What is expected - Would you show every line from the records that holds "anything"?

Excerpted records -
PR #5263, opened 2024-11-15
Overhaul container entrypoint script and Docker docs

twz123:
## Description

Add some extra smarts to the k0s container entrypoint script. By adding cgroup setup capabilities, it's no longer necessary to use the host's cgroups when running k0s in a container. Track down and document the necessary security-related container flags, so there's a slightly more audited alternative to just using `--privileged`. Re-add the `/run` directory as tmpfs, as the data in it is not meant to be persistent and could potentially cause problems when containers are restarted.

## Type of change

...

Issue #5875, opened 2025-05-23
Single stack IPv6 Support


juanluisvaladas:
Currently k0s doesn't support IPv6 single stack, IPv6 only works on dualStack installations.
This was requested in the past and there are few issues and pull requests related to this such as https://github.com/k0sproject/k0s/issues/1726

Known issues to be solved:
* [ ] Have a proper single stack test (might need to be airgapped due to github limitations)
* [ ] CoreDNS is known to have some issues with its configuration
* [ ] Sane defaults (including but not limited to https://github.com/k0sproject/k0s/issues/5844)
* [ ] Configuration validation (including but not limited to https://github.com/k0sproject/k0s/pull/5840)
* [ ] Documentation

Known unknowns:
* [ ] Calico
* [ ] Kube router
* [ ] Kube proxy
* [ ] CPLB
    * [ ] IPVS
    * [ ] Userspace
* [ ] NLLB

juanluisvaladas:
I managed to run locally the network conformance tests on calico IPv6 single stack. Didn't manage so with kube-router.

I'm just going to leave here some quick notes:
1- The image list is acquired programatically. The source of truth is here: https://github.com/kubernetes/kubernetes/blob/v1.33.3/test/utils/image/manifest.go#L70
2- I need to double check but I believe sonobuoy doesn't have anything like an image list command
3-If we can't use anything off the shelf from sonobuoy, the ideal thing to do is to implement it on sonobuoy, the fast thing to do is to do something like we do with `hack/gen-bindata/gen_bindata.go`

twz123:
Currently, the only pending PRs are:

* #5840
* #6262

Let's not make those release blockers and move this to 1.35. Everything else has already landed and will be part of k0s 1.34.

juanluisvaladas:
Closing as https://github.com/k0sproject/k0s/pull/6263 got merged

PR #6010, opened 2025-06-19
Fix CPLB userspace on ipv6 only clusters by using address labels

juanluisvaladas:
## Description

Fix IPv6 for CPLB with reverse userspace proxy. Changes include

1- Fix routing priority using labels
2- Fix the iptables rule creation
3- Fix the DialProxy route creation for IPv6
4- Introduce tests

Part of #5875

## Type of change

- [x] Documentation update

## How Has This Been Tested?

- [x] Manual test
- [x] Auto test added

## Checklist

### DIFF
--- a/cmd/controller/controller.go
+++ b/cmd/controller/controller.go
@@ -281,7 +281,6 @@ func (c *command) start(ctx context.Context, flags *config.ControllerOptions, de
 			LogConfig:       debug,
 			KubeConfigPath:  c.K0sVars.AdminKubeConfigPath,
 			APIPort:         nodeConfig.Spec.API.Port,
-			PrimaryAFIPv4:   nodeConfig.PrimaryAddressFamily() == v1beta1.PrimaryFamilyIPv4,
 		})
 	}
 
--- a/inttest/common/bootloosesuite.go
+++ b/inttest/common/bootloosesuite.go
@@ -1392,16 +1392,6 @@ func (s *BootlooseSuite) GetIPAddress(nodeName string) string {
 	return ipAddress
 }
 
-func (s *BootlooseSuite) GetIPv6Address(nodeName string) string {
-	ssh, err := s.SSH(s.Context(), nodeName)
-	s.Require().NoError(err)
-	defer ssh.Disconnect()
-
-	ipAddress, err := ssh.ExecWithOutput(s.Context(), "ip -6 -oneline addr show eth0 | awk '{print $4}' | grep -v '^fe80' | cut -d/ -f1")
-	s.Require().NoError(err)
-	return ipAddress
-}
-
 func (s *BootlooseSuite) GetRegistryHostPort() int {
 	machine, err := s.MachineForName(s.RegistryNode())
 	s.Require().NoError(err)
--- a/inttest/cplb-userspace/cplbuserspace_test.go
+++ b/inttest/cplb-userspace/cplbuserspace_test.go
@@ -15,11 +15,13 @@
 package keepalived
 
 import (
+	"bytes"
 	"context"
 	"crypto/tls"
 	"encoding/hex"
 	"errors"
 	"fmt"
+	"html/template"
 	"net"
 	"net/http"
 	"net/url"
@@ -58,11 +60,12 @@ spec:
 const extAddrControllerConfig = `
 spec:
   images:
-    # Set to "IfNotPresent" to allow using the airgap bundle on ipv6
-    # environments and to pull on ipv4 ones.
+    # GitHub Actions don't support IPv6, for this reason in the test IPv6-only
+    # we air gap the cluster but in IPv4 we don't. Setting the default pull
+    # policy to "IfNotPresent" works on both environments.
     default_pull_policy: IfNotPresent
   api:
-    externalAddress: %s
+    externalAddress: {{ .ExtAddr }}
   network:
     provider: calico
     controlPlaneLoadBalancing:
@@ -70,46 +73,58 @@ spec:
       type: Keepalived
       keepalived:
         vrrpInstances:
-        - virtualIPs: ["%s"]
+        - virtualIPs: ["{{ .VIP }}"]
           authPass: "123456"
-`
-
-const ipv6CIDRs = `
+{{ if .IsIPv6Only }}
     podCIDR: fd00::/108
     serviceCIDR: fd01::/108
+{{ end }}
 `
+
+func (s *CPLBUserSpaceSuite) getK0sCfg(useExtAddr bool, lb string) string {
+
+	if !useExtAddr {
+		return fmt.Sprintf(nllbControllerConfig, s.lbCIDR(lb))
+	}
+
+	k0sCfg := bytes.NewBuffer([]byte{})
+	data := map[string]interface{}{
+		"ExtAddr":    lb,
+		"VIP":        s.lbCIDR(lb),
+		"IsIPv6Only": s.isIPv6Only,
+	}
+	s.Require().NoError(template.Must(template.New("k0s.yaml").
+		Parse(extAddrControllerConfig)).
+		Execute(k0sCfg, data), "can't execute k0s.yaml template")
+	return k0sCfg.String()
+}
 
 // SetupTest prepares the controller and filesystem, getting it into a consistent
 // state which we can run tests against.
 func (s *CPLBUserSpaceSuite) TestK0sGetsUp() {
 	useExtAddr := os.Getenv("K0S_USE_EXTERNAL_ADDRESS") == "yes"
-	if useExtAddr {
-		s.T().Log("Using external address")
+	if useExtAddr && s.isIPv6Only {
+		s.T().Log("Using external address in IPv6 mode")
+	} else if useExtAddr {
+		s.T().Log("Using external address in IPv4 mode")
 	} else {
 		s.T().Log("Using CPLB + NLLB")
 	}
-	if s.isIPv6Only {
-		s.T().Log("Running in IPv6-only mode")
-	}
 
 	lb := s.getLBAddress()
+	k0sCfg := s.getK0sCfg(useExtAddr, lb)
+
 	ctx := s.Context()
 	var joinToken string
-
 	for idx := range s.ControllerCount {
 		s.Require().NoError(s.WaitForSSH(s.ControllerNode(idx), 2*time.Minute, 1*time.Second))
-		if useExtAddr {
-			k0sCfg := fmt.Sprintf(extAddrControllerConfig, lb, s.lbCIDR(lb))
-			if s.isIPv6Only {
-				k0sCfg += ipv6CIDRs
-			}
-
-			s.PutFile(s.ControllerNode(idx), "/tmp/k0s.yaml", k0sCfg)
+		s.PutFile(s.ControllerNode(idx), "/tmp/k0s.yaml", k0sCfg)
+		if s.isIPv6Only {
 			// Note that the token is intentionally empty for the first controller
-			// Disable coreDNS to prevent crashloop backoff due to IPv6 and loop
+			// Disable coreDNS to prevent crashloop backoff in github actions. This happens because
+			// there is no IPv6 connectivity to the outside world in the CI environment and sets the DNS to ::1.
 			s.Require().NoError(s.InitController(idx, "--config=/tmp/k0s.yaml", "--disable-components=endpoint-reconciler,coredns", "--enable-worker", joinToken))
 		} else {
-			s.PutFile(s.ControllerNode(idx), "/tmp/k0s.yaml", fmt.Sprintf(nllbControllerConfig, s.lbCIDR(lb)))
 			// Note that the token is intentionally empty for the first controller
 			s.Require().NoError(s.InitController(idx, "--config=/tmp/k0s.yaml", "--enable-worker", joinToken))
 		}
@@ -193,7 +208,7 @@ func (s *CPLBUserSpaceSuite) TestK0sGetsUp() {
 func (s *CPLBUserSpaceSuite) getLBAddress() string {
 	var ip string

Task solution -
2- I need to double check but I believe sonobuoy doesn't have anything like an image list command
3-If we can't use anything off the shelf from sonobuoy, the ideal thing to do is to implement it on sonobuoy, the fast thing to do is to do something like we do with `hack/gen-bindata/gen_bindata.go`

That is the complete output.